[PATCH v10] xenpm: Add get-core-temp subcommand

Teddy Astie posted 1 patch 5 days, 6 hours ago
Patches applied successfully (tree, apply log)
git fetch https://gitlab.com/xen-project/patchew/xen tags/patchew/22bcde2914c0303b2c594485542af19d2952e782.1775570823.git.teddy.astie@vates.tech
CHANGELOG.md       |   2 +
tools/misc/xenpm.c | 121 ++++++++++++++++++++++++++++++++++++++++++++-
2 files changed, 122 insertions(+), 1 deletion(-)
[PATCH v10] xenpm: Add get-core-temp subcommand
Posted by Teddy Astie 5 days, 6 hours ago
get-core-temp allows querying the per-core CPU temperature and
per-package one on processors that supports Digital Temperature Sensors
(most Intel processors; as usual Dom0 drivers cannot work due to
misalignment between Dom0 vCPU and pCPUs).

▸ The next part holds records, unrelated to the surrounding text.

PR #196, opened 2020-05-30
change generated module scope to public

valarauca:
The contents are not accessible by default.


ltratt:
Is there a particular use case for this?

ltratt:
Ah, I see what the use case is, because you can't do `pub lrpar_mod!(...)` and so on. However, I don't think we can make things `pub` by default. I think `CTParserBuilder` would need to gain something like a `visibility(v: Visibility)` function where `Visibility` is an `enum` {Private, Pub, PubCrate} and so on (there are actually [more visibility types](https://doc.rust-lang.org/reference/visibility-and-privacy.html) than I realised), defaulting to `Private`.

valarauca:
I'm not sure I understand why that would be necessary?

The current behavior is the [module is private](https://github.com/valarauca/foxhole/blob/706cb286f688969a50631923a3ceb873dde14640/src/internals/parser/generated/parser.rs#L1), while the only "_interesting_" public items are [`token_epp`](https://github.com/valarauca/foxhole/blob/706cb286f688969a50631923a3ceb873dde14640/src/internals/parser/generated/parser.rs#L456) & [`parser`](https://github.com/valarauca/foxhole/blob/706cb286f688969a50631923a3ceb873dde14640/src/internals/parser/generated/parser.rs#L376). I guess [some constants are publicly visible](https://github.com/valarauca/foxhole/blob/706cb286f688969a50631923a3ceb873dde14640/src/internals/parser/generated/parser.rs#L422-#L437) but I don't see how that could be abused/depended upon?

ltratt:
> I'm not sure I understand why that would be necessary?

I don't think we should place something public in a file without "permission" (so to speak). Users might not realise that `lrpar_mod!` makes something public by default, and that they're thus exporting that as part of their interface.

valarauca:
Ah I see. 

I can add a builder pattern flag for that.

ltratt:
Cool :)

valarauca:
I updated the builder pattern, and my local project.

Let me know if there are any review comment and/or squashing, styling, etc.

ltratt:
Thanks! I think we really do need to have an `enum` though with the various possibilities listed in https://doc.rust-lang.org/reference/visibility-and-privacy.html (perhaps along the lines sketched out in https://github.com/softdevteam/grmtools/pull/196#issuecomment-636431563) because there's more than just public/private (I was surprised that I didn't know all the variants!). So for your particular use case you'd probably end up doing something like `CTBuilder::new()...visibility(Visibility::Public)`.

BTW, it's easier for me to review if you push new commits without force pushing / squashing. When we've gone through the whole review process, I'll give you a chance to squash as much as you want before merging. We've found this works well across a number of projects (well, we stole this pattern of working from Rust, so we can't claim credit for it!).

valarauca:
Sounds good. I'll see what I can do. 


The force push was me really screwing things up locally. I didn't mean for that to be public. I assumed a final squash would remove it. Sorry about that.

valarauca:
Visibility enum added. 

Let me know if you like the `fmt::Display` route I went with, or would prefer a different serialize option.

lrpar/src/lib/ctbuilder.rs
```diff
@@ -92,6 +92,59 @@ where
 {
 }
 
+/// The scope of public visibility.
+#[derive(Clone,PartialEq,Eq,Debug,Hash)]
+pub enum Scope {
+    /// Represents `pub(crate)`
+    Crate,
+    /// Represents `pub(self)`
+    _Self,
```
ltratt, line 101: A `_` prefix means something in Rust ("unused"), so `Self_` is probably preferable.

lrpar/src/lib/ctbuilder.rs
```diff
@@ -92,6 +92,59 @@ where
...
+    /// `pub(in String)`
+    In(String),
+}
+
+/// Visibility controls how public generated code is.
+#[derive(Clone,PartialEq,Eq,Debug,Hash)]
+pub enum Visibility {
+    Private,
+    Public(Option<Scope>),
+}
```
ltratt, line 113: My OCD can't help but ask for 1 blank line between `enum`/`impl`/etc.

lrpar/src/lib/ctbuilder.rs
```diff
@@ -92,6 +92,59 @@ where
...
+    Super,
+    /// `pub(in String)`
+    In(String),
+}
+
+/// Visibility controls how public generated code is.
+#[derive(Clone,PartialEq,Eq,Debug,Hash)]
+pub enum Visibility {
+    Private,
+    Public(Option<Scope>),
```
ltratt, line 112: I wonder if we're being a bit too clever here? I think it's fine for us to have a single `enum` with `Public/Private/Crate/Self_/In(String)` which would be easier to use. That would also get rid of the `Option` and `Scope`.

ltratt:
I like the general idea, but I do wonder if we've gone a bit too complex here: I think we can simplify the two `enum`s into one, and drop the constructor (I think people can manage `Visibility::Public` and so on). I also wondered if we're abusing `Display` here, although I could be persuaded otherwise.

lrpar/src/lib/ctbuilder.rs
valarauca: Sure.

valarauca:
Sounds good. I can remove the `fmt::Display` it was kind of a hack, and glob the 2 enums together.

lrpar/src/lib/ctbuilder.rs
```diff
@@ -92,67 +93,43 @@ where
...
-    /// Will generate the module with the visibility `pub(in {arg})`.
-    pub fn public_in<T: AsRef<str>>(s: T) -> Self {
-        Self::Public(Some(Scope::In(s.as_ref().to_string())))
-    }
-}
-impl fmt::Display for Visibility {
-    fn fmt(&self, f: &mut fmt::Formatter<'_>) -> fmt::Result {
+impl Visibility {
+    /// returns a string to serialize the result
+    pub fn get_str(&self) -> Cow<'static, str> {
```
ltratt, line 125: Does having the `Cow` help with the `format!` later? I ask that very naively!

valarauca: Not at all. I just just thinking of saving the extra allocation, it really doesn't matter. I can have it return a `String` if you prefer.

ltratt: If it saves an allocation, I'm all for it: I just couldn't work it out if it did or not. Does it definitely save an allocation on our common path?

valarauca: In the common path? I don't think so. The builder is normally invoked in the `build.rs`.

ltratt: Having thought about it, I see why `Cow` works here. I'm fine with it.

lrlex/src/lib/builder.rs
```diff
@@ -84,6 +87,13 @@ where
         self
     }
 
+    /// Set if the generated module should be public. This is only necessary if
```
ltratt, line 90: I'm not sure I understand the "this is only necessary" sentence: surely it's useful only *if* you use `lrlex_mod!`?

lrpar/src/lib/ctbuilder.rs
```diff
@@ -171,6 +215,13 @@ where
         self
     }
 
+    /// Set if the generated module should be public. This is only necessary if
```
ltratt, line 218: Save comment about the second sentence as above.

valarauca: I was trying to capture your initial assertion about this not being necessary if the macro was used. Could you suggest alternative verbiage?

ltratt: I don't think I said (or, at least, I didn't mean!) that it's not necessary, but that it's not possible. You can't write `pub lrlex_mod!` for example.

I think a doc string such as "Set the visibility of the generated module to `vis` (e.g. public). Defaults to `Visibility::Private`." should be OK?

valarauca:
Updated the code with the suggested comment.

ltratt:
Please squash as you see fit (you don't have to squash to one commit, unless you think that's the right thing to do).

PR #205, opened 2020-07-02
Remove MF and panic mode

ltratt:
This PR first removes two recoverers which we have long since removed from the documentation (MF and Panic mode) and which we don't want to maintain (https://github.com/softdevteam/grmtools/commit/d1e599e1b240e2c1c5af2422a8b52d9950073afa).

Since MF required access to the stategraph, this then gives us the opportunity to remove the serialised stategraph in compile-time mode which shaves a useful amount off built binaries (https://github.com/softdevteam/grmtools/commit/a1ec4a004e6fff6b30400f156f6d02f17e21278a). At some point we should consider doing the same with the serialised grammar because we only need a subset of that at runtime (I think the gains from doing this to the statetable would, in general, be much less, as we use most of that struct at runtime), but that's for a future PR.


ptersilie:
Looks good. I've checked out the changes and `cargo test` ran fine. So I think we can merge this.

PR #206, opened 2020-07-02
Fix factor/Term names

ltratt:
Copy and paste, and a lack of thought, are dangerous bedfellows. As soon as I thought about what "factor" and "term" mean, I realised that we've got them the wrong way around! ["Factor" are the things either side of "*"; "Term" is "terminal".] Mea culpa!


ptersilie:
Looks good. Testing now. Anything to squash?

ltratt:
Squashed.

ptersilie:
Tests run. So this is good to merge.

Signed-off-by: Teddy Astie <teddy.astie@vates.tech>
---
v4: https://lore.kernel.org/xen-devel/cover.1766158766.git.teddy.astie@vates.tech/
v5: Removed trailing whitespace.
v6: Report errors through errno and use strerror() to display them
v7:
 - Rename get-intel-temp with get-dts-temp
 - handle properly errno
 - make process return a error code if no data
v8:
 - update Changelog
 - improve error handling
 - rename core-dts-temp with get-core-temp
v9:
 - exit with EXIT_{SUCCESS,FAILURE} instead of errno
v10:
 - make error handling more uniform
 - removed "No data" message
 - stop querying package temperature on failure

 CHANGELOG.md       |   2 +
 tools/misc/xenpm.c | 121 ++++++++++++++++++++++++++++++++++++++++++++-
 2 files changed, 122 insertions(+), 1 deletion(-)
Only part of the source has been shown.